§ What the task requires
The first line of the entries below, the line containing "The current applications", and every line between them should be repeated exactly, and nothing else.

[Collected data]

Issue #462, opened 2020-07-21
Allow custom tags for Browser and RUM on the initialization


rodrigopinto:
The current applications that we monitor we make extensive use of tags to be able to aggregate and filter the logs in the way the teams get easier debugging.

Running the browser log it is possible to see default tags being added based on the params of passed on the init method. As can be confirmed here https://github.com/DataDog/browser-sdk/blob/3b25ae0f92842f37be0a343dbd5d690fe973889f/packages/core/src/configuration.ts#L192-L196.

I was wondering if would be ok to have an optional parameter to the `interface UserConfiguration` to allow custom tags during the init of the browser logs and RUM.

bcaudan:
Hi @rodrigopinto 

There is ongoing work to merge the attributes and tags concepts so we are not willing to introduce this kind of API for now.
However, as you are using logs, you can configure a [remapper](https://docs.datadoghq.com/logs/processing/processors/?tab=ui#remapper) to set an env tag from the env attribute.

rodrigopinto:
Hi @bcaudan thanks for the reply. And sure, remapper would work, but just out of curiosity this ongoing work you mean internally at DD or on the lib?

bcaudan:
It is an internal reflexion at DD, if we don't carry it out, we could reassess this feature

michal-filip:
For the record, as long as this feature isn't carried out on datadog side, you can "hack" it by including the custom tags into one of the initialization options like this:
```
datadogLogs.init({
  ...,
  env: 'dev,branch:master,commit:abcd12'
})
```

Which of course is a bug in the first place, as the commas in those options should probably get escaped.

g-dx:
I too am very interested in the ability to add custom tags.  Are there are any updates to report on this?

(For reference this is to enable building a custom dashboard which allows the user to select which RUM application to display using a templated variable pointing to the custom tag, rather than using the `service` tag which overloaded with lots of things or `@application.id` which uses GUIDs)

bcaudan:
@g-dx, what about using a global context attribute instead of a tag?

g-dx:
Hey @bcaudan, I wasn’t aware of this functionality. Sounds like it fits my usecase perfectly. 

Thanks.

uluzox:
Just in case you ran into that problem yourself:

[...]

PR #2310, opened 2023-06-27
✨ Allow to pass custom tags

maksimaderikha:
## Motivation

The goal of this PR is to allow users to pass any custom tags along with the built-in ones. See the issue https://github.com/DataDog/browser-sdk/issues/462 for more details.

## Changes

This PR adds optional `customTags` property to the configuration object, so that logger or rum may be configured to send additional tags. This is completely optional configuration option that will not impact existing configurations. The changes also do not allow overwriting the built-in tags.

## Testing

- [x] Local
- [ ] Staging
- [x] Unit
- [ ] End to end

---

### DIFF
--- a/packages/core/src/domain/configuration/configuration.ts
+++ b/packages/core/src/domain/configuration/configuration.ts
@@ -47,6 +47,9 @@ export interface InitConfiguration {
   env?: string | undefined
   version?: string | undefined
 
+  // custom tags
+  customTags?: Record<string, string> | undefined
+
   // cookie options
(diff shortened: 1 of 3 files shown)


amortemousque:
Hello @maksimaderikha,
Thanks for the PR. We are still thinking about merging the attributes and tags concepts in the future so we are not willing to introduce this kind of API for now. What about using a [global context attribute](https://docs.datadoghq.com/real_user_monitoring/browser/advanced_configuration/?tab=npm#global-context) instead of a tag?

§ Exercise answer
Issue #462, opened 2020-07-21
Allow custom tags for Browser and RUM on the initialization


rodrigopinto:
The current applications that we monitor we make extensive use of tags to be able to aggregate and filter the logs in the way the teams get easier debugging.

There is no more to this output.